Johnson Dawn M, Shea M Tracie, Yen Shirley, Battle Cynthia L, Zlotnick Caron, Sanislow Charles A, Grilo Carlos M, Skodol Andrew E, Bender Donna S, McGlashan Thomas H, Gunderson John G, Zanarini Mary C
Summa Health System, St Thomas Hospital, Akron, OH 44310, USA.
Compr Psychiatry. 2003 Jul-Aug;44(4):284-92. doi: 10.1016/S0010-440X(03)00090-7.

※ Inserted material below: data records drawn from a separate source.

PR #1494, opened 2018-03-21
Enable Windows stack protection (/GS flag)

theresa-m:
Performance summary:
- Throughput: no regression
- Compilation: 2% more CPU spent
- Startup: no regression
- Footprint: no regression

### DIFF
--- a/runtime/makelib/targets.mk.ftl
+++ b/runtime/makelib/targets.mk.ftl
@@ -531,6 +531,14 @@ cnathelp$(UMA_DOT_O):cnathelp.cpp
 	$(CXX) $(CXXFLAGS) -mstackrealign -c $<
 </#if>
 
+# special handling for cnathelp.cpp to disable buffer security check in windows for JIT helpers
+<#if uma.spec.flags.build_newCompiler.enabled && uma.spec.type.windows>	
+cnathelp$(UMA_DOT_O):cnathelp.cpp
+	$(CXX) $(CXXFLAGS) /GS- -c $<
+SharedService$(UMA_DOT_O):SharedService.c
+	$(CC) $(CFLAGS) /GS- -c $<
+</#if>
+
 <#if uma.spec.processor.ppc>
 ifndef USE_PPC_GCC
 # special handling BytecodeInterpreter.cpp and DebugBytecodeInterpreter.cpp
--- a/runtime/makelib/targets.mk.win.inc.ftl
+++ b/runtime/makelib/targets.mk.win.inc.ftl
@@ -1,5 +1,5 @@
 <#-- 
-	Copyright (c) 1998, 2017 IBM Corp. and others
+	Copyright (c) 1998, 2018 IBM Corp. and others
 	
 	This program and the accompanying materials are made available under
 	the terms of the Eclipse Public License 2.0 which accompanies this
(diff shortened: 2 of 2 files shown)


runtime/codert_vm/cnathelp.cpp
```diff
@@ -69,7 +69,7 @@ buildJITResolveFrameWithPC(J9VMThread *currentThread, UDATA flags, UDATA parmCou
 	currentThread->jitException = NULL;
 	resolveFrame->specialFrameFlags = flags;
 #if defined(J9SW_JIT_HELPERS_PASS_PARAMETERS_ON_STACK)
-	resolveFrame->parmCount = parmCount;
+	resolveFrame->parmCount = 0;
```
fjeremic: Is this change intentional? If so then the `#if` and `#else` paths are identical and can be merged.

DanHeidinga: Why this change?  Is it required by the /GS flag?  

Changing this indicates that the resolveFrame doesn't have any parameters, which means we won't attempt to walk them / update them / etc.

`J9SW_JIT_HELPERS_PASS_PARAMETERS_ON_STACK` is like a x86-32 thing.  Does /GS apply to both 32/64?

DanHeidinga:
@theresa-m you did a bunch of startup / throughput / footprint analysis on this change.  Can you summarize that here?

andrewcraik:
Does this change affect all components of J9 or just the VM/GC? If it includes the JIT measurements of the compile-time impact (amount of time it takes the JIT to compile code) would also be good to see.

runtime/codert_vm/cnathelp.cpp
theresa-m: The change was attempting to address this concern:
>Some of the JIT helpers (c code) run on the java stack now in c interpreter.  We'd need to keep the flag disabled for those helpers.  The file to disable the option for is cnathelp.cpp

/GS applies to all platforms according to its documentation.

theresa-m:
Performance summary (so far):
- Throughput: no regression
- Compilation: 2% more CPU spent
- Startup: no regression
- Footprint: no regression

@andrewcraik I assume that compile time number is what you are referring to? @mpirvu was okay with this number.

runtime/codert_vm/cnathelp.cpp
DanHeidinga: That should result in makefile changes to disable the /GS flag for those files.

andrewcraik:
@theresa-m yes FYI @vijaysun-omr due to the CPU increase

runtime/codert_vm/cnathelp.cpp
theresa-m: ah.. that makes more sense. thanks!

vijaysun-omr:
Yes I am okay with the CPU increase reported.

runtime/codert_vm/cnathelp.cpp
theresa-m: Made changes to correct this in the last push.

charliegracie:
I see a similar PR agains the OMR project.  Do these changes have to be co-ordinated in anyway?

theresa-m:
@charliegracie it won't break anything to have one in and not the other

pshipton:
@DanHeidinga any further concerns?

DanHeidinga:
Merging without a build as we don't have PR builds on windows yet.

PR #1496, opened 2018-03-21
Use full sha in the pipeline scripts to avoid ambiguousness

vsebe:
Return 40 characters sha instead of short sha to avoid any ambiguousness
when checking out from a sha (a short sha could match multiple shas,
thus throw an error).

[ci skip]


vsebe:
@jdekonin please review, thank you!

vsebe:
@pshipton or @DanHeidinga please review, thank you!

AdamBrousseau:
Has 7 actually been proven to be a problem with any of the repos we use (reproducible test case)? Seems like a big jump to go from 7 to 40. Also, if we want the whole SHA we could have just done `cut -f1`
The downfall is the build descriptions now aren't as pretty
image

vsebe:
There were 9 characters.
The build description can be adjusted by truncating the shas to a shorter lenght.

PR #1911, opened 2018-05-14
Remove libffi workaround

gacholio:
Now that the build scripts no longer refer to the shared library,
stoping faking it up.

Follow up from #1900


pshipton:
jenkins compile all jdk8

A majority of the literature on borderline personality disorder (BPD) focuses on its occurrence in women or does not specifically assess for gender differences in clinical presentations. Some studies report that men with BPD may be more likely to be diagnosed with substance use disorders, as well as paranoid, passive-aggressive, narcissistic, sadistic, and antisocial personality disorders (PDs). Additionally, women with BPD appear to be more likely to report histories of adult physical and sexual abuse and to meet diagnostic criteria for post-traumatic stress disorder (PTSD) and eating disorders. The purpose of the present study was to further examine gender differences in BPD. Using baseline data from the Collaborative Longitudinal Personality Disorders Study (CLPS), men and women who met criteria for BPD were compared on current axis I and II disorders, BPD diagnostic criteria, childhood trauma histories, psychosocial functioning, temperament, and personality traits. Men with BPD were more likely to present with substance use disorders, and with schizotypal, narcissistic, and antisocial PDs, while women with BPD were more likely to present with PTSD, eating disorders, and the BPD criterion of identity disturbance. Generally speaking, women and men with BPD displayed more similarities than differences in clinical presentations. The differences that did emerge are consistent with those found in epidemiological studies of psychopathology and therefore do not appear unique to BPD. Additionally, many gender differences traditionally found in epidemiological samples did not emerge in BPD subjects. For example, no difference was found in rates of major depressive disorder, a condition that is more prevalent in females. Thus, BPD pathology may be a prevailing characterization that can attenuate usual gender-based distinctions.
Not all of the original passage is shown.